# Hotel vs. restaurant pastry jobs



## rat (Mar 2, 2006)

I recently was approached with an offer to run a pastry kitchen in a fairly well known Philadelphia hotel. Funny thing is I never have worked in a hotel before LOL. I have experience in running wholesale outlets, fine dining, bread and specialy pastry operations but nothing in a hotel format.
Currently I am working in a fine dining restaurant which I like but it is not very challenging.

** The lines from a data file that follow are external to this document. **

PR #1058, opened 2023-07-04
refactor(ticker): Don't reset manually

candiduslynx:
Follow-up for https://github.com/cloudquery/plugin-sdk/pull/1056

### DIFF
--- a/writers/batchwriter/batchwriter.go
+++ b/writers/batchwriter/batchwriter.go
@@ -122,7 +122,7 @@ func (w *BatchWriter) Close(context.Context) error {
 func (w *BatchWriter) worker(ctx context.Context, tableName string, ch <-chan *message.WriteInsert, flush <-chan chan bool) {
 	sizeBytes := int64(0)
 	resources := make([]*message.WriteInsert, 0, w.batchSize)
-	tick := timer(w.batchTimeout)
+	tick := time.Tick(w.batchTimeout)
 	for {
 		select {
 		case r, ok := <-ch:
@@ -145,7 +145,6 @@ func (w *BatchWriter) worker(ctx context.Context, tableName string, ch <-chan *m
 				w.flushTable(ctx, tableName, resources)
 				resources, sizeBytes = resources[:0], 0
 			}
-			tick = timer(w.batchTimeout)
 		case done := <-flush:
 			if len(resources) > 0 {
 				w.flushTable(ctx, tableName, resources)
@@ -323,11 +322,4 @@ func (w *BatchWriter) startWorker(ctx context.Context, msg *message.WriteInsert)
 	}()
 	ch <- msg
 	return nil
-}
-
-func timer(timeout time.Duration) <-chan time.Time {
-	if timeout == 0 {
-		return nil
-	}
-	return time.After(timeout)
 }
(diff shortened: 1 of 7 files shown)


hermanschaaf:
What is this fixing?

hermanschaaf:
It seems to me like the other code used to handle a 0 timeout, but this doesn't (I'm not sure what ticker's behavior is if it's passed 0). We don't have tests for that case in these two batch writers right now, but I think a better fix here would be to add a test for a 0 timeout?

disq:
Not supporting a zero/disabled batchtimeout doesn't sit well with the file destinations (with NoRotate or filenames without UUID).

candiduslynx:
@hermanschaaf @disq 
https://pkg.go.dev/time#Tick
https://cs.opensource.google/go/go/+/refs/tags/go1.20.5:src/time/tick.go;l=68
The impl will ret nil just like the manual implementation that's now removed:
```go
// Tick is a convenience wrapper for NewTicker providing access to the ticking
// channel only. While Tick is useful for clients that have no need to shut down
// the Ticker, be aware that without a way to shut it down the underlying
// Ticker cannot be recovered by the garbage collector; it "leaks".
// Unlike NewTicker, Tick will return nil if d <= 0.
func Tick(d Duration) <-chan Time {
	if d <= 0 {
		return nil
	}
	return NewTicker(d).C
}
```

disq (commented):
Missing the fix for streamingbatchwriter :)

hermanschaaf:
Isn't the leak mentioned in the comment of `time.Tick` also something consider here?

disq:
> Isn't the leak mentioned in the comment of `time.Tick` also something consider here?

I think it is if we're going to have long running writers.

candiduslynx:
Fixed leak in e63bc5e260085294691b371f717a164267b451cf

writers/batchwriter/batchwriter.go
```diff
@@ -325,9 +325,9 @@ func (w *BatchWriter) startWorker(ctx context.Context, msg *message.WriteInsert)
 	return nil
 }
 
-func timer(timeout time.Duration) <-chan time.Time {
-	if timeout == 0 {
-		return nil
+func ticker(interval time.Duration) (ch <-chan time.Time, stop func()) {
+	if t := time.NewTicker(interval); t != nil {
```
disq, line 329: 0 interval would panic:
```go
func NewTicker(d Duration) *Ticker {
	if d <= 0 {
		panic(errors.New("non-positive interval for NewTicker"))
	}
```

disq: So something like `if interval == 0 { // create and empty channel and return it, stop fn to close the empty channel` is needed

disq:
Same ticker will be used for all writers, maybe move this to the upper `writers` package? We use `MsgID` from that as well.

writers/batchwriter/batchwriter.go
candiduslynx: 68015d39fd8c4ab30b82969e283a2651cedcfe8b

candiduslynx:
@disq 

> Same ticker will be used for all writers, maybe move this to the upper `writers` package? We use `MsgID` from that as well.

Done in 68015d39fd8c4ab30b82969e283a2651cedcfe8b



> Missing the fix for streamingbatchwriter :)

Done in 8f241a0cebc9b706af1c8fc099f993d8a45d741c

disq (approved):

hermanschaaf (approved):

yevgenypats (approved):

Any hotel chefs care to chime in as to what you percieve the differences would be besides the obvious volume differences. The hotel has a fine dining, a casual, pub/bar dining as well as banquets and room service. Sort of what I am doing now with the exception of the room service.
The offer is a good one and about 15,000 a year more then I am currently making as well as benefits and free rooms in the companys other properties when I go on vacation.


----------



## foodpump (Oct 10, 2005)

All depends on the hotel and the Chef I guess.

In a few places I've worked in, the bqt.ing dept was the Chef's baby,as it was a beautiful little(?!) money maker. In these places the pastry chef's job was about 60% of making and dressing banquet dessert plates, 25% buffet dessert sections, 15% providing dessert items for the a'la carte salad guys to jazz up, and one Hotel had a little booth in the lobby that sold coffee, pastry items and the Pastry CHef's chocolate and pastry specialities.

If the Hotel is well set up you can usually lower the Chef's food cost by a few points--which results in smiles and chuckles from the CHef and F&B, and usaually gets you anything (ingredients or equipment, that is...) that you want.t


----------



## tommybza (Dec 2, 2007)

I was thinking the same thing .
If you have a Chef who would rather stay out of your shop better off you will be ,I have worked in shops that the BQT.or exc sous always had to come in and mess around ,I about had it one day and told the sous to make a cake .he fumbeled around for about 15 min .I said ok you can go now .that was it he never came back Only to say hello if that .
I feel the Pastry Chef is in charge of The Pastry shop and that is why we are Pastry Chefs .again it depends on the hotel and the how they want to run the property .
good luck and keep your tricks to your self .dont try to blow them away in a few months set a pace and have fun .
TOMMY


----------



## pastrymama (Mar 26, 2005)

It sort of depends on the size of the property as to what your job will entail. In a small hotel 200-300 rooms, you may have to most of the production with one or two assistants, as well as develop menus for each season for the restaurants, banquets etc. You may have a separate working area or kitchen or you may be in the main kitchen fighting for space and your equipment. You may also have to attend weekly or even daily F&B meetings to plan for banquets and special events. 
If the property is very large you will most likely be overseeing a larger crew with a sous pastry chef to help get the production coordinated and done, a separate pastry kitchen and cold and dry storage. You will attend lots of meetings and do a lot of paperwork ie. menus, costing, inventory, payroll etc. 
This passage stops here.